▸ Exercise materials:
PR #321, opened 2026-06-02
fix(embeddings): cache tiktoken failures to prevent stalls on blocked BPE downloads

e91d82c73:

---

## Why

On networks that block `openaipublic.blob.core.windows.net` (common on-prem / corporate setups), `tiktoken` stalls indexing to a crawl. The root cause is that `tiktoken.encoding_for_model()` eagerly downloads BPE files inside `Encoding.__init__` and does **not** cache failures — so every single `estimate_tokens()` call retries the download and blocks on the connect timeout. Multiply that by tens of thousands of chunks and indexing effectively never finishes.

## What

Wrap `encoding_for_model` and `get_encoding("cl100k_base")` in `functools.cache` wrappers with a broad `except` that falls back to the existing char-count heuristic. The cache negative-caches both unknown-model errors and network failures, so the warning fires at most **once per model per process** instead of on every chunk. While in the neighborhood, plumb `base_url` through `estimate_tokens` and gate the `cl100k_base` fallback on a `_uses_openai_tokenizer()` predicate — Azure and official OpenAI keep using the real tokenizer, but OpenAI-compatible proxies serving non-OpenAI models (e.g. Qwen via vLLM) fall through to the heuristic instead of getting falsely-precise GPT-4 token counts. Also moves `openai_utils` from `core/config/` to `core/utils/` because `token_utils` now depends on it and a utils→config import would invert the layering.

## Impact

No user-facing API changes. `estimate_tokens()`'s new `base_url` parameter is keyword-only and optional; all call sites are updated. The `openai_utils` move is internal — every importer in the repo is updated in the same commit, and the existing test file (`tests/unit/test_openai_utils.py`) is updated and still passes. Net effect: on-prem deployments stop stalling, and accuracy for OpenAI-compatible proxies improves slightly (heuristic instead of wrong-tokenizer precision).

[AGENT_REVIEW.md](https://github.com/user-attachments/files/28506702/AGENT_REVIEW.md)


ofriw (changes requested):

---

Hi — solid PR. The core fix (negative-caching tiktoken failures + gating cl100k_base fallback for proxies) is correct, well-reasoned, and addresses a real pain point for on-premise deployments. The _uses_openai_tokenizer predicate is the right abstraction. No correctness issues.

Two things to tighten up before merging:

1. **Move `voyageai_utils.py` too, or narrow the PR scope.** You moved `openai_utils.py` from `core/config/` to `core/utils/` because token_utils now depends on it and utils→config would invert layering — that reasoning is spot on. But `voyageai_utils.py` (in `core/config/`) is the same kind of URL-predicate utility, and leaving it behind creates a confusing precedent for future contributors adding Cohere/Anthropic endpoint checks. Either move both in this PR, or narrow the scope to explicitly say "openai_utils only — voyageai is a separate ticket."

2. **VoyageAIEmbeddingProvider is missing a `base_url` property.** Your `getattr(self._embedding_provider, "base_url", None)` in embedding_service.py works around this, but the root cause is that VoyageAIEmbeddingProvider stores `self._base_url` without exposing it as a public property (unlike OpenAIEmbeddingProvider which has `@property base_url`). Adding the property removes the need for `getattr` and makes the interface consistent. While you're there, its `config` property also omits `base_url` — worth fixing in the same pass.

▸ Work to complete: Without altering a single character, write out every record above.

▸ Solution:
PR #321, opened 2026-06-02
fix(embeddings): cache tiktoken failures to prevent stalls on blocked BPE downloads

e91d82c73:

---

## Why

On networks that block `openaipublic.blob.core.windows.net` (common on-prem / corporate setups), `tiktoken` stalls indexing to a crawl. The root cause is that `tiktoken.encoding_for_model()` eagerly downloads BPE files inside `Encoding.__init__` and does **not** cache failures — so every single `estimate_tokens()` call retries the download and blocks on the connect timeout. Multiply that by tens of thousands of chunks and indexing effectively never finishes.

## What

Wrap `encoding_for_model` and `get_encoding("cl100k_base")` in `functools.cache` wrappers with a broad `except` that falls back to the existing char-count heuristic. The cache negative-caches both unknown-model errors and network failures, so the warning fires at most **once per model per process** instead of on every chunk. While in the neighborhood, plumb `base_url` through `estimate_tokens` and gate the `cl100k_base` fallback on a `_uses_openai_tokenizer()` predicate — Azure and official OpenAI keep using the real tokenizer, but OpenAI-compatible proxies serving non-OpenAI models (e.g. Qwen via vLLM) fall through to the heuristic instead of getting falsely-precise GPT-4 token counts. Also moves `openai_utils` from `core/config/` to `core/utils/` because `token_utils` now depends on it and a utils→config import would invert the layering.

## Impact

No user-facing API changes. `estimate_tokens()`'s new `base_url` parameter is keyword-only and optional; all call sites are updated. The `openai_utils` move is internal — every importer in the repo is updated in the same commit, and the existing test file (`tests/unit/test_openai_utils.py`) is updated and still passes. Net effect: on-prem deployments stop stalling, and accuracy for OpenAI-compatible proxies improves slightly (heuristic instead of wrong-tokenizer precision).

[AGENT_REVIEW.md](https://github.com/user-attachments/files/28506702/AGENT_REVIEW.md)


ofriw (changes requested):

---

Hi — solid PR. The core fix (negative-caching tiktoken failures + gating cl100k_base fallback for proxies) is correct, well-reasoned, and addresses a real pain point for on-premise deployments. The _uses_openai_tokenizer predicate is the right abstraction. No correctness issues.

Two things to tighten up before merging:

1. **Move `voyageai_utils.py` too, or narrow the PR scope.** You moved `openai_utils.py` from `core/config/` to `core/utils/` because token_utils now depends on it and utils→config would invert layering — that reasoning is spot on. But `voyageai_utils.py` (in `core/config/`) is the same kind of URL-predicate utility, and leaving it behind creates a confusing precedent for future contributors adding Cohere/Anthropic endpoint checks. Either move both in this PR, or narrow the scope to explicitly say "openai_utils only — voyageai is a separate ticket."

2. **VoyageAIEmbeddingProvider is missing a `base_url` property.** Your `getattr(self._embedding_provider, "base_url", None)` in embedding_service.py works around this, but the root cause is that VoyageAIEmbeddingProvider stores `self._base_url` without exposing it as a public property (unlike OpenAIEmbeddingProvider which has `@property base_url`). Adding the property removes the need for `getattr` and makes the interface consistent. While you're there, its `config` property also omits `base_url` — worth fixing in the same pass.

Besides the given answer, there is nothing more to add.